Brussel, den 6 januarij 1821.

Exh. 8 Januari 1821 N° 41.

nader lah. KB 30 Januari 1821, N° 73.

Ter voldoening aan den geeerbiedigden last van Uwe Majesteit, mij medegedeeld door den Heere Staats Raad belast met de directie der Staats Secretarij bij deszelfs Missive van den D. dezer N° 39, zal ik de eer hebben Uwe Majesteit mijne denkbeelden te ontwikkelen omtrent die gedeelten der groote wegen des Rijks, voor wier onderhoud door de Provinciale Autoriteiten, bij uitsluiting zoude kunnen en moeten worden gebruik gemaakt van de uit 's Rijks kas toegestane of nog toe te stane penningen.

De reden warom, bij mijn rapport van den 30 December ll N° 33 W, en in het daarbij gevoegd concept besluit, van het bovengemelde punt geene melding is gemaakt, bestond daarin dat ik deswege aan mij door den Heere Staats Raad, belast met de Directie der Staats Secretarij bij deszelfs Missive van den 22 December ll N° 53 gedane mededeeling, als eenen stellingen last van Uwe Majesteit beschouwende, van meening was, na de ontvangst Uwer Majesteits besluit op mijne voordragt van den 30 December ll N&deg 33 W aan de Staten der Provincien, in algemeene termen den wil van Uwe Majesteit ter zake mede te deelen, terwijl mijne verdere bedoeling was, bij het examineren der aan mij ingezonden of nader in te zenden begrootingen voor het onderhoud der groote wegen, over 1821, speciaal na te gaan of voldoende was gezorgd voor het onderhoud van die gedeelten der groote wegen welke als het meest van belang voor het algemeen moesten worden aangemerkt.

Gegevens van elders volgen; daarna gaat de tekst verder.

PR #613, opened 2017-11-19
added iPhone 8, iPhone 8Plus and iPhone X support

sonique6784:
- iPhone 8, 8 Plus and X support Taptic Engine
 - iPhone X moved SELECT and START button to prevent overlapping with new
   Home "button" bar at the bottom of the screen
- iPhone X moved MENU button to bottom left on iPhone X

### DIFF
--- a/Provenance/Controller/PVControllerViewController.m
+++ b/Provenance/Controller/PVControllerViewController.m
@@ -235,7 +235,7 @@
 		}
 		else if ([controlType isEqualToString:PVStartButton])
 		{
-            CGFloat yPadding = ([UIDevice isIphoneX] ? 50 : 10);
+			CGFloat yPadding = ([UIDevice isIphoneX] ? 50 : 10);
 			CGRect startFrame = CGRectMake((self.view.frame.size.width - controlSize.width) / 2, self.view.frame.size.height - controlSize.height - yPadding, controlSize.width, controlSize.height);
 			
 			if (!self.startButton)
@@ -257,7 +257,7 @@
 		}
 		else if ([controlType isEqualToString:PVSelectButton])
 		{
-            CGFloat yPadding = ([UIDevice isIphoneX] ? 30 : 10);
+			CGFloat yPadding = ([UIDevice isIphoneX] ? 30 : 10);
 			CGRect selectFrame = CGRectMake((self.view.frame.size.width - controlSize.width) / 2, self.view.frame.size.height - (controlSize.height * 2) - (yPadding * 2), controlSize.width, controlSize.height);
 			
 			if (!self.selectButton)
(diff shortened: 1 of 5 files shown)


Provenance/Controller/PVControllerViewController.m
```diff
@@ -235,7 +235,7 @@ - (void)setupTouchControls
 		}
 		else if ([controlType isEqualToString:PVStartButton])
 		{
-			CGFloat yPadding = 10;
+            CGFloat yPadding = ([UIDevice isIphoneX] ? 50 : 10);
```
DwayneCoussement: Use `view.safeAreaInsets.bottom` to determine the frame. Checking for iPhoneX is not the right way to do this.

gklka:
Works fine for me.

Provenance/Emulator/PVEmulatorViewController.m
```diff
@@ -185,7 +185,7 @@ - (void)viewDidLoad
 	
 	CGFloat alpha = [[PVSettingsModel sharedInstance] controllerOpacity];
 	self.menuButton = [UIButton buttonWithType:UIButtonTypeCustom];
-    [self.menuButton setFrame:CGRectMake( ([UIDevice isIphoneX] ? 10 : ([[self view] bounds].size.width - 62) / 2 ), ([UIDevice isIphoneX] ? 740 : 10), 62, 22)];
+    [self.menuButton setFrame:CGRectMake( ([UIDevice isIphoneX] ? 10 : ([[self view] bounds].size.width - 62) / 2 ), ([UIDevice isIphoneX] ? [[self view] bounds].size.height - 60 : 10), 62, 22)];
```
DwayneCoussement: Again, calculate with `safeArea`, don't use a device check here. otherwise next year you might end up having 3 devices in there.

jasarien:
The way this has been done may work for now, but it’s not very maintainable, as @DwayneCoussement has mentioned. Before you know it, after Apple releases the iPhone X Plus or whatever, we’ll be needing device checks all over the place.

It’s more work, but the proper way to acheive this is to re-do the UI layer with modern techniques, such as autolayout and safe area insets.

gklka:
I agree, UI needs to be done with AutoLayout and the modern stuff to support the future generation of iOS devices. But until then: menu button is not visible and Start is barely touchable on iPhone X, Start button is covered by the Dock gesture on iPad... So I think this could act as a hotfix.

DwayneCoussement:
You could still use the frame layouts, and get the layoutFrame from the safeArea. Which could be the hotfix, without introducing AutoLayout all over the place. The advantage would be that it'd be as maintainable as it is right now.

jasarien:
@sonique6784 do you think you could implement this using the safe area insets instead of querying for different device models? You'll also need to resolve some conflicts since other PRs have been merged since this was raised.

jasarien:
I’m closing this PR in favour of #629, which uses the safe area insets.

PR #725, opened 2018-03-29
Reveal tax relationships based on relationship to member when adding a new member

luigi:
- Uses GCF’s Follow Up molecule.
- To be accessible, creates a distinct `tax_relationship_spouse` radio set which then gets set to `tax_relationship` in the controller.

https://www.pivotaltracker.com/story/show/156242462

### DIFF
--- a/app/assets/javascripts/application.js
+++ b/app/assets/javascripts/application.js
@@ -24,7 +24,7 @@ var textWell = (function () {
       })
     }
   }
-})()
+})();
 
 var radioSelector = (function () {
   var rs = {
@@ -40,11 +40,11 @@ var radioSelector = (function () {
         })
       })
     }
-  }
+  };
   return {
     init: rs.init
   }
-})()
+})();
 
 var checkboxSelector = (function () {
   var cs = {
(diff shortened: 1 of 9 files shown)


app/controllers/integrated/add_tax_member_controller.rb
```diff
@@ -6,6 +6,18 @@ def additional_model_attributes
       }
     end
 
+    def update_models
+      member_data = combined_attributes(member_params)
+      if member_data[:relationship] == "spouse"
+        member_data[:married] = "yes"
+        current_application.navigator.update!(anyone_married: true)
+        current_application.primary_member.update!(married: "yes")
+        member_data[:tax_relationship] = member_data[:tax_relationship_spouse]
```
luigi: This is icky, but I couldn't think of an alternative way to keep the two checkbox sets distinct for accessibility purposes while still using the Follow Up pattern that GCF established.

app/assets/javascripts/application.js
```diff
@@ -113,17 +113,40 @@ var autoAdvanceTelInputs = (function() {
         }
       })
     }
-  }
+  };
```
hartsick: I appreciate these semicolons

app/controllers/integrated/add_tax_member_controller.rb
hartsick: yeah, that's tricky! I think it's easy to read, though, and the tests add some clarity.

PR #742, opened 2018-04-12
Reorder integrated flow

luigi:
[#156677052]

### DIFF
--- a/app/controllers/integrated/introduce_yourself_controller.rb
+++ b/app/controllers/integrated/introduce_yourself_controller.rb
@@ -12,20 +12,19 @@ module Integrated
                            month: member_data.delete(:birthday_month),
                            year: member_data.delete(:birthday_year),
       ))
-      if current_application.primary_member.is_a?(HouseholdMember)
+      if current_application.primary_member
         current_application.primary_member.update(member_data)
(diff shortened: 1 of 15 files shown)


app/controllers/integrated/introduce_yourself_controller.rb
```diff
@@ -14,20 +12,18 @@ def update_models
...
-        session[:current_application_id] = application.id
+        current_application.members.create(member_data)
       end
     end
 
     private
 
     def existing_attributes
-      if current_application
+      if current_application.primary_member.is_a?(HouseholdMember)
```
luigi: I feel iffy about this. Because `current_application.primary_member` will return a `NullMember`, this check (or something like it) is needed.

app/forms/form_navigation.rb
```diff
@@ -61,14 +56,20 @@ class FormNavigation
...
+      Integrated::ImmigrationInfoController,
+    ],
+    "Housing Expenses" => [
+
+    ],
+    "Dependent Expenses" => [
+
+    ],
+    "Student Loans" => [
+
```
luigi: I left some placeholders so we can see where we are and where we're going.

PR #756, opened 2018-04-20
Integrated app: Authorized Representative

luigi:
auth-rep

https://www.pivotaltracker.com/story/show/156390111


db/schema.rb
```diff
@@ -84,6 +84,9 @@
   end
 
   create_table "common_applications", force: :cascade do |t|
+    t.boolean "authorized_representative", default: false
```
hartsick: should we do this as an enum? right now it breaks the pattern of not stating defaults on anything but the navigator

luigi: Thanks for catching this. I've converted the field to an enum in 440e6cd.

PR #765, opened 2018-04-24
Integrated app: provide your social security number

luigi:


app/forms/provide_ssn_form.rb
```diff
@@ -0,0 +1,6 @@
+class ProvideSsnForm < Form
+  extend AutoStripAttributes
```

Mijne mening was de mededeeling te doen in algemeene termen om niet reeds van den beginne af aan zwarigheden en tegenwerkingen te ontmoeten, want er zijn toch onder de groote wegen verscheidenen gedeelten welke als min van algemeen belang kunnende beschouwd worden, echter voor eene Provincie van een zeer bijzonder belang zijn; en dewijl volgens het eerste gedeelte van Art 5 des besluits van 10 Mei 1820 N° 2 de begrootingen voor het gewoon onderhoud der groote wegen aan de approbatie van het Departement van Binnenlandsche Zaken en Waterstaat moeten worden onderworpen, bleef het aan dat Departement voorbehouden die begrootingen, het zij geheel het zij gedeeltelijk, goed te keuren, ik had mij voorgesteld bij deze gelegenheid compleet te volgen de bedoeling Uwer Majesteit, mij medegedeeld bij missive van de Staats Raad belast met de Directie der Staats Sectretarij, dd 22 Docember ll hebbende ik daarom ook bij eene circulaire dd 30 Decemnber ll de Staten der onderscheidene Provincien kennis gegeven, dat door tusschenkomende omstandigheden, de approbatie van de aan mij over 1821 toegezonden begrootingen niet (gelijk zulks bij Art 6 des besluits van 10 Mei 1820 N° 2 was bepaald) vóór ultimo December dezes jaars konde plaats hebben, maar echter zoo spoedig mogelijk Zoude volgen, terwijl ik wijders de Staten heb uitgenoodigd met de aanbesteding van het gewoon onderhoud der groote wegen inmiddelds over te gaan.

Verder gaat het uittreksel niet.